Tribunal Administratif de Toulouse — Décision N° TA31-2302874

jeudi 8 janvier 2026

JuridictionTribunal Administratif de Toulouse
SectionTribunal Administratif de Toulouse
N° DossierTA31-2302874
TypeDécision
RecoursExcès de pouvoir
PublicationC
Formation3ème Chambre
Avocat requérantCABINET D'AVOCATS THALAMAS LACLAU

Résumé IA

Le Tribunal Administratif de Toulouse a rejeté la requête de Mme F... et M. C... demandant l'annulation du permis de construire délivré par le maire d'Albi à M. A... pour la création de garages et de deux logements.
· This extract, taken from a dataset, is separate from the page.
PR #3095, opened 2021-04-05
fix(ui5-date-picker): calibrate the width and alignment of day names

tsanislavgatev:
Fixes: https://github.com/SAP/ui5-webcomponents/issues/3059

Les requérants contestaient la légalité du permis en invoquant une méconnaissance des règles du plan local d'urbanisme intercommunal (PLUi) relatives à la hauteur des constructions en limite séparative, à la qualité architecturale et à l'affectation des sols. Le tribunal a jugé que le bâtiment en premier rang était implanté dans la bande de constructibilité de dix-sept mètres prévue par le PLUi, respectant ainsi les règles de hauteur en limite séparative. La solution retenue est le rejet de la requête, sur la base des dispositions du code de l'urbanisme et du règlement du PLUi.

Texte intégral

Vu la procédure suivante :

Par une requête et un mémoire, enregistrés le 19 mai 2023 et le 1er mars 2024, Mme B... F... et M. D... C..., demandent au tribunal d’annuler l’arrêté du 23 novembre 2022 par lequel le maire d’Albi a délivré un permis de construire à M. E... A... en vue de la réalisation de garages et de deux logements sur un terrain situé 142, avenue Dembourg, ensemble la décision du 23 mars 2023 de rejet de leur recours gracieux.

Ils soutiennent que :
- ils justifient d’un intérêt à agir contre le permis de construire en litige ;
- l’arrêté en litige méconnaît les dispositions du plan local d’urbanisme intercommunal relatives à la hauteur des constructions implantées en limite séparative ;
- il méconnaît les dispositions du plan local d’urbanisme intercommunal relatives à la qualité urbaine, architecturale, environnementale et paysagère des constructions ;
- il méconnaît les dispositions du plan local d’urbanisme intercommunal relatives à l’affectation des sols.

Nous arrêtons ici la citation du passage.